Il possesso palla come tossicodipendenza. La Spagna battuta dal Marocco si sveglia nel suo giorno di lucidità: ci voleva il trauma d’una eliminazione mondiale evidentemente per svelare ai giornali un dato evidente a tutti: l’inutilità del possesso palla fine a se stesso. El Paìs lo scrive in due pezzi, titolando anche in prima pagina: “Con la palla non basta”.
Ma è Manuel Jabois che affonda, nel suo editoriale, paragonando il controllo ossessivo del pallone ad una dipendenza da oppiacei.
“La Spagna è caduta nella droga, nel possesso fine a se stesso, la palla per avere la palla e mettersi in mostra senza sapere che serve invece per metterla in porta, con il vantaggio che questo dà; La Spagna gioca per avere la palla, cosa molto ambiziosa in cui sono molto bravi, ma averla può farti cadere nella morsa, che è muoverla senza sapere cosa farsene. Puoi usare gli oppioidi con un obiettivo, che è alleviare il dolore e andare avanti nella vita, e puoi anche usarli perché non puoi farne a meno, perché ne hai bisogno, anche se ti aiutano solo a sbarazzarti della voglia di prenderli. È la storia della droga: puoi prenderla con un obiettivo, ma se la prendi tante volte, arriva un momento in cui dimentichi l’obiettivo, e la prendi solo perché se non la prendi è peggio. Si chiama dipendenza e succede con le sostanze, con certi amici, con l’amore, con il lavoro, con un pallone da calcio”.

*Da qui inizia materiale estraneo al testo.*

PR #3005, opened 2025-08-18
Adding X and Y Axis control for scaling layout to allow X and Y axis Mirroring

totetmatt:
## Description
Adding boolean option on scaling layout to allow scaling only on X and / or Y axis
(the feature need was expressed by @NicolasBchb during Gephi week )

- xAxis and yAxis boolean parameter + getter and setter added on AbstractScaleLayout
- Created a more generic Scale Layout (@mbastian to discuss if we want to keep actual Expansion / Reduction layout or if it would make sense to make only one "Scale" layout)
## Checklist

## Added tests?

- [ ] 👍 yes

## Added to documentation?
- [ ] 👍 README.md


totetmatt:
Might be instead for https://github.com/gephi/gephi/pull/3017

totetmatt:
Creating option for "Expand" and "Contract" layout to apply only operation on one Axis , which allow as a "hack" or "hidden feature" to mirror the graph.

It's a quick implementation to allow user to do the mirror transformation. But it's a temporary solution that might be deprecated in the future with the creation of a proper "TransformationAPI" and "Transformation tab" that will deprecate this kind of layout that doesn't involve any network topology in the layout computation.

PR #3017, opened 2025-08-20
[Gephiweek] POC ToolPlugin for transformation with initial Axes Symetry

totetmatt:
## Description
Creating a Transform Tool plugin that would handle simple graph manipulation. 
Initial operation right now are Vertical Sym and Horizonal Sym .

Might deprecate https://github.com/gephi/gephi/pull/3005 and require design discussion for icon and text.

## Checklist

## Added tests?

- [ ] 👍 yes

## Added to documentation?
- [ ] 👍 README.md


totetmatt:
After discussion with @jacomyma , the ToolPlugin is intend to be "action that will involve the mouse" . Therefore the idea is to migrate the set of transofmration tool to another "Tab" like "Spatialisation".
Also, set of action should be as simple as possible so only involving button with predefined value for transformation

totetmatt:
Will create another PR for implementing TransformationAPI

PR #3024, opened 2025-09-05
Transformation Module

totetmatt:
## Description
Initialization of the transformation module that will allow simple graph manipulation like rotation, scale and mirroring .

The idea is to decommission the related Layout to enhance graph manipulation with a whole new Transformation Panel.

Current implementation doesn't allow plugin extension of transformation, but it will come in a future PR, as the code structure needs a proper though, that is slightly different to existing other panel like Layout.
 

## Checklist

## Added tests?

- [X] 👍 yes

## Added to documentation?
- [ ] 👍 README.md

### DIFF
--- a/modules/ToolsPlugin/src/main/java/org/gephi/tools/plugin/EdgePencil.java
+++ b/modules/ToolsPlugin/src/main/java/org/gephi/tools/plugin/EdgePencil.java
@@ -151,6 +151,7 @@ public class EdgePencil implements Tool {
                     boolean directed = edgePencilPanel.isDirected;
                     Edge edge =
                         Lookup.getDefault().lookup(GraphElementsController.class).createEdge(sourceNode, n, directed);
+                    edge.setWeight(weight);
                     edge.setColor(color);
                     sourceNode = null;
                     edgePencilPanel.setStatus(NbBundle.getMessage(EdgePencil.class, "EdgePencil.status1"));
--- a/modules/ToolsPlugin/src/main/java/org/gephi/ui/tools/plugin/EdgePencilPanel.java
+++ b/modules/ToolsPlugin/src/main/java/org/gephi/ui/tools/plugin/EdgePencilPanel.java
@@ -93,7 +93,7 @@ public class EdgePencilPanel extends javax.swing.JPanel {
     }
 
     public void setWeight(float weight) {
-        weightSpinner.getModel().setValue(new Float(weight));
+        weightSpinner.getModel().setValue(weight);
     }
 
     public void setType(boolean directed) {


modules/DesktopTransformation/src/main/nbm/manifest.mf
```diff
@@ -0,0 +1,6 @@
+Manifest-Version: 1.0
+AutoUpdate-Essential-Module: true
+OpenIDE-Module-Localizing-Bundle: org/gephi/desktop/layout/Bundle.properties
```
mbastian, line 3: Typo, this needs to match the package

modules/TransformationAPI/src/main/java/org/gephi/transformation/spi/TransformationOperation.java
```diff
@@ -0,0 +1,19 @@
...
+
+public interface TransformationOperation {
+    void transformation(Graph graph);
+
+    default void apply(Graph graph) {
+        graph.writeLock();
+        try {
+            this.transformation(graph);
+        } catch (Exception e) {
+            graph.writeUnlock();
```
mbastian, line 13: not needed, as finally also gets triggered in case of an exception

modules/TransformationAPI/src/main/nbm/manifest.mf
```diff
@@ -0,0 +1,6 @@
+Manifest-Version: 1.0
+AutoUpdate-Essential-Module: true
+OpenIDE-Module-Localizing-Bundle: org/gephi/layout/api/Bundle.properties
```
mbastian, line 3: This also needs update

modules/TransformationAPI/pom.xml
```diff
@@ -0,0 +1,76 @@
...
+        <dependency>
+            <groupId>${project.groupId}</groupId>
+            <artifactId>graph-api</artifactId>
+        </dependency>
+        <dependency>
+            <groupId>${project.groupId}</groupId>
+            <artifactId>project-api</artifactId>
+        </dependency>
+        <dependency>
+            <groupId>${project.groupId}</groupId>
```
mbastian, line 28: I don't think you need this dependency

modules/TransformationPlugin/src/main/java/org/gephi/transformation/plugin/operations/Mirror.java
```diff
@@ -0,0 +1,30 @@
...
+    @Override
+    public void transformation(Graph graph) {
+        float barycenter = 0.f;
+        for (Node n : graph.getNodes()) {
+            barycenter += nodeGetFunction.apply(n);
+        }
+        barycenter /= graph.getNodeCount();
+        for (Node node : graph.getNodes()) {
+            if (node.isFixed()) {
+                return;
```
mbastian, line 24: Looks weird to return here. On top of it, this would NOT release the (auto) read lock, which is a major issue

modules/TransformationPlugin/src/main/java/org/gephi/transformation/plugin/TransformationControllerImpl.java
```diff
@@ -0,0 +1,88 @@
...
+        this.rotation_right_1deg = new Rotation(1.f);
+        this.rotation_left_1deg = new Rotation(-1.f);
+        this.rotation_right_45deg = new Rotation(45.f);
+        this.rotation_left_45deg = new Rotation(-45.f);
+        this.extend = new Scale(1.1f);
+        this.reduce = new Scale(.9f);
+
+    }
+
+    private Graph get_graph() {
```
mbastian, line 41: Convention is to always use camel case in Java

modules/TransformationPlugin/src/main/java/org/gephi/transformation/plugin/TransformationControllerImpl.java
```diff
@@ -0,0 +1,88 @@
...
+import org.gephi.transformation.plugin.operations.MirrorXAxis;
+import org.gephi.transformation.plugin.operations.MirrorYAxis;
+import org.gephi.transformation.plugin.operations.Rotation;
+import org.gephi.transformation.plugin.operations.Scale;
+import org.openide.util.Lookup;
+import org.openide.util.lookup.ServiceProvider;
+
+
+@ServiceProvider(service = TransformationController.class)
+public class TransformationControllerImpl implements TransformationController {
```
mbastian, line 16: On one hand you define a SPI, which is nice because one could write a plugin for new transformation. On the other hand, you hard code what transformations can be executed in the controller. Maybe worth rethinking your approach here.

PR #3045, opened 2025-10-27
GLSL 330

totetmatt:
## Description
Migration to GLSL 330 (mostly updating keyword attribute and varyaring to in and out)

Changing to use a struct for data passed by the vertex shader to the fragment shader.

## Checklist

## Added tests?

- [ ] 👍 yes

## Added to documentation?
- [ ] 👍 README.md


eduramiba (approved):
Thanks for the modernization!!

PR #3075, opened 2025-11-20
Feature/screenshot

totetmatt:
## Checklist

## Added tests?

- [ ] 👍 yes

## Added to documentation?
- [ ] 👍 README.md

### DIFF
--- a/modules/VisualizationImpl/src/main/java/org/gephi/visualization/screenshot/ScreenshotControllerImpl.java
+++ b/modules/VisualizationImpl/src/main/java/org/gephi/visualization/screenshot/ScreenshotControllerImpl.java
@@ -51,6 +51,8 @@ import org.gephi.viz.engine.jogl.util.Framedata;
 import org.openide.util.Lookup;
 
 import javax.imageio.ImageIO;
+import javax.swing.*;
+import javax.swing.filechooser.FileNameExtensionFilter;
 import java.awt.image.BufferedImage;
 import java.io.File;
 import java.io.IOException;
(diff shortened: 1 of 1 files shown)


modules/VisualizationEngine/src/main/java/org/gephi/viz/engine/jogl/JOGLRenderingTarget.java
```diff
@@ -60,6 +73,48 @@ public void setup(VizEngine engine) {
...
+
+
+        ByteBuffer buffer = GLBuffers.newDirectByteBuffer(width * height * 4);
+
+        gl.glReadBuffer(GL_BACK); // Some say GL_FRONT, some say GL_BACK
+
+        gl.glReadPixels(0, 0, width, height, GL_RGBA, GL_UNSIGNED_BYTE, buffer);
+
+
+        /* It works, but i'm not fan */
```
eduramiba: I have not tested at all, but GPT5 suggests this:

```java
// Fields you can keep in your renderer class to reuse:
private IntBuffer pixelBuffer = null;
private int[] pixelInts = null;
private BufferedImage screenshot = null;

@Override
public void frameDump(GL3ES3 gl) {
    int width  = drawable.getSurfaceWidth();
    int height = drawable.getSurfaceHeight();
    int size   = width * height;

    // (Re)allocate once if needed
    if (pixelBuffer == null || pixelBuffer.capacity() < size) {
        pixelBuffer = GLBuffers.newDirectIntBuffer(size);
        pixelInts   = new int[size];
    }
    if (screenshot == null ||
        screenshot.getWidth() != width ||
        screenshot.getHeight() != height) {
        screenshot = new BufferedImage(width, height, BufferedImage.TYPE_INT_ARGB);
    }

    gl.glReadBuffer(GL.GL_BACK);
    gl.glPixelStorei(GL.GL_PACK_ALIGNMENT, 1);

    // Read pixels as BGRA packed into an int (fast path for many drivers)
    gl.glReadPixels(
            0, 0, width, height,
            GL.GL_BGRA,
            GL.GL_UNSIGNED_INT_8_8_8_8_REV,
            pixelBuffer
    );

    // Copy from NIO buffer to Java array in one go
    pixelBuffer.rewind();
    pixelBuffer.get(pixelInts);

    // Flip vertically (OpenGL origin is bottom-left, BufferedImage is top-left)
    int[] flipped = new int[size];
    for (int y = 0; y < height; y++) {
        int srcPos  = y * width;
        int dstPos  = (height - 1 - y) * width;
        System.arraycopy(pixelInts, srcPos, flipped, dstPos, width);
    }

    // Fill the BufferedImage in one call
    screenshot.setRGB(0, 0, width, height, flipped, 0, width);

    // TODO: save screenshot or use it as needed
}
```

totetmatt: Ah yeah, we are stuck anyway with the Y flip, but that's what I was looking

PR #1437, opened 2016-06-18
Fix changeset missing old value for exchanged associations

malarzm:
Found this bug while working on new change sets; in https://github.com/doctrine/mongodb-odm/pull/1339 I was so happy that collections are in the change set that I haven't checked what was in the change set :) By the way fixed the same thing for when embedded document is exchanged.

### DIFF
--- a/lib/Doctrine/ODM/MongoDB/UnitOfWork.php
+++ b/lib/Doctrine/ODM/MongoDB/UnitOfWork.php
@@ -840,7 +840,11 @@ class UnitOfWork implements PropertyChangedListener
                 $oid2 = spl_object_hash($obj);
 
                 if (isset($this->documentChangeSets[$oid2])) {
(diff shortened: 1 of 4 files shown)


malarzm:
By the way

> Collection won't be in changeset if only one of its element was modified.

from original PR seem to no longer be true however I haven't tested that

alcaeus:
> from original PR seem to no longer be true however I haven't tested that

If that's something we want, I'd add a quick test to it, if not I'd also add a quick test to make sure it isn't so ;)

malarzm:
As much as I admire the idea I'm pretty sure we'll get into troubles soon, for example I have quite bad feelings about including `clear()`ed collection into the changeset or detecting deeper in-collection changes... I'd leave straightening this out to change set overhaul that is yet to come :)

alcaeus:
Sounds like a plan 👍

PR #1438, opened 2016-06-18
Improved Yaml ParseException exception message

speedytwenty:
Presently, if a Yaml mapping file has a parse error, it can be tough to track down as the resulting error message only tells you the line of the error and not the filename.

This PR adds a better exception error message that appends the filepath to the end of the parse exception.

The current PR catches only "\Symfony\Component\Yaml\Exception\ParseException" and perhaps it would be better to catch all exceptions, but then I don't know which exception class to "re-throw". Thoughts?

### DIFF
--- a/lib/Doctrine/ODM/MongoDB/Mapping/Driver/YamlDriver.php
+++ b/lib/Doctrine/ODM/MongoDB/Mapping/Driver/YamlDriver.php
@@ -25,6 +25,7 @@ use Doctrine\ODM\MongoDB\Mapping\ClassMetadata as MappingClassMetadata;
 use Doctrine\ODM\MongoDB\Utility\CollectionHelper;
 use Doctrine\ODM\MongoDB\Mapping\ClassMetadataInfo;
 use Symfony\Component\Yaml\Yaml;
+use Symfony\Component\Yaml\Exception\ParseException;
 
 /**
  * The YamlDriver reads the mapping metadata from yaml schema files.
@@ -340,7 +341,13 @@ class YamlDriver extends FileDriver
      */
     protected function loadMappingFile($file)
     {
-        return Yaml::parse(file_get_contents($file));
+        try {
+            return Yaml::parse(file_get_contents($file));
+        }
+        catch (ParseException $e) {
+            $e->setParsedFile($file);
+            throw $e;
+        }
     }
 
     private function setShardKey(ClassMetadataInfo $class, array $shardKey)


lib/Doctrine/ODM/MongoDB/Mapping/Driver/YamlDriver.php
```diff
@@ -340,7 +340,15 @@ private function parseDiscriminatorField($discriminatorField)
...
     protected function loadMappingFile($file)
     {
-        return Yaml::parse(file_get_contents($file));
+        try
+        {
+            $return = Yaml::parse(file_get_contents($file));
+        }
+        catch (\Symfony\Component\Yaml\Exception\ParseException $e)
+        {
+            throw new \Symfony\Component\Yaml\Exception\ParseException($e->getMessage() . ' File: ' . $file);
```
malarzm: `ParseException` has quite few [other arguments](https://github.com/symfony/symfony/blob/afed2f888de3f0aef743be1cacb76c90e06ce987/src/Symfony/Component/Yaml/Exception/ParseException.php#L35) that should be carried over and also caught exception itself should be passed as `$previous`.

speedytwenty: Ah, good eye! Did you look that up or do you have all this in your head!?!
Maybe this is as easy as: 
```
$e->setParseFile($file);
throw $e;
```

malarzm: I wanted to note that caught exception should be passed as `$previous` and then looked up what's in the exception's constructor to not say something utterly stupid :)

malarzm:
@speedytwenty would you mind squashing your commits?

lib/Doctrine/ODM/MongoDB/Mapping/Driver/YamlDriver.php
```diff
@@ -340,7 +340,14 @@ private function parseDiscriminatorField($discriminatorField)
      */
     protected function loadMappingFile($file)
     {
-        return Yaml::parse(file_get_contents($file));
+        try {
+            $return = Yaml::parse(file_get_contents($file));
+        }
+        catch (\Symfony\Component\Yaml\Exception\ParseException $e) {
```
malarzm: Ah, please put the class into `use` statements, and then squash :)

speedytwenty:
Not having much luck with squashing. Seems to always lead to a merge. Trying to figure it out.

malarzm:
`git rebase -i master` while you're on your branch :)

lib/Doctrine/ODM/MongoDB/Mapping/Driver/YamlDriver.php
```diff
@@ -340,7 +341,14 @@ private function parseDiscriminatorField($discriminatorField)
      */
     protected function loadMappingFile($file)
     {
-        return Yaml::parse(file_get_contents($file));
+        try {
+            $return = Yaml::parse(file_get_contents($file));
```
malarzm: I know I'm nitpicking, but you can just `return ` this instead of assigning to variable?

speedytwenty: Good call!

speedytwenty:
I tried `git rebase -i master` but afterward when I try `git push origin feature_branch` it tells me my local branch is behind the remote branch and forces me to pull, which adds an empty merge commit. Guessing the commits are getting rebased in the wrong order or something... sorry haven't had to rebase much. But anxious to figure this out!

Steveb-p:
`git rebase` is *supposed* to rewrite history, so pushing without specifying `--force-with-lease` won't work. What you did you told git specifically - "abandon old commits, here's new ones that are valid".

See https://www.atlassian.com/git/tutorials/rewriting-history/git-rebase for a good explanation (at least, it was clear for me) ;)

speedytwenty:
@Steveb-p - Thank you! The `--force-with-lease` was exactly what was I missing!

@malarzm Commits squashed, nit picks too :)

malarzm:
@speedytwenty thanks for all the effort! Merging since the tests are green now.

Offhand, @Steveb-p thanks for chiming in :)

La nazionale “spagnola sa usare il pallone in modo brillante. Così brillantemente che quando se ne dimentica, è terrificante. Uno che lancia arance in aria e le raccoglie. Uno che fa la rabona nella sua zona. Uno che viene a cena e dice che parla solo di ciò che sa e non chiude più la bocca. Uno che annoia se stesso e annoia gli altri”.
L’articolo di Jabois è implacabile: “C’è più spettacolo in una squadra senza palla, che dondola e si posizionan, che copre le falle, mordendo e imparando fin dove può arrivare l’arbitro senza espellere nessuno, che tira fuori le zanne e il suo mestiere, vecchi cani e senzatetto che cercano da vivere in quelle baraccopoli dove un pezzo di pane raffermo viene trasformato in una torta di compleanno, che in una squadra di lusso“.
La Spagna ormai “non sa usare classe o qualità”. E’ come chi “non sa usare la vita, che nasce con un manuale di istruzioni. E se non lo stracci, e lo impari a memoria, come il calcio, alla fine corri il rischio di crederci”.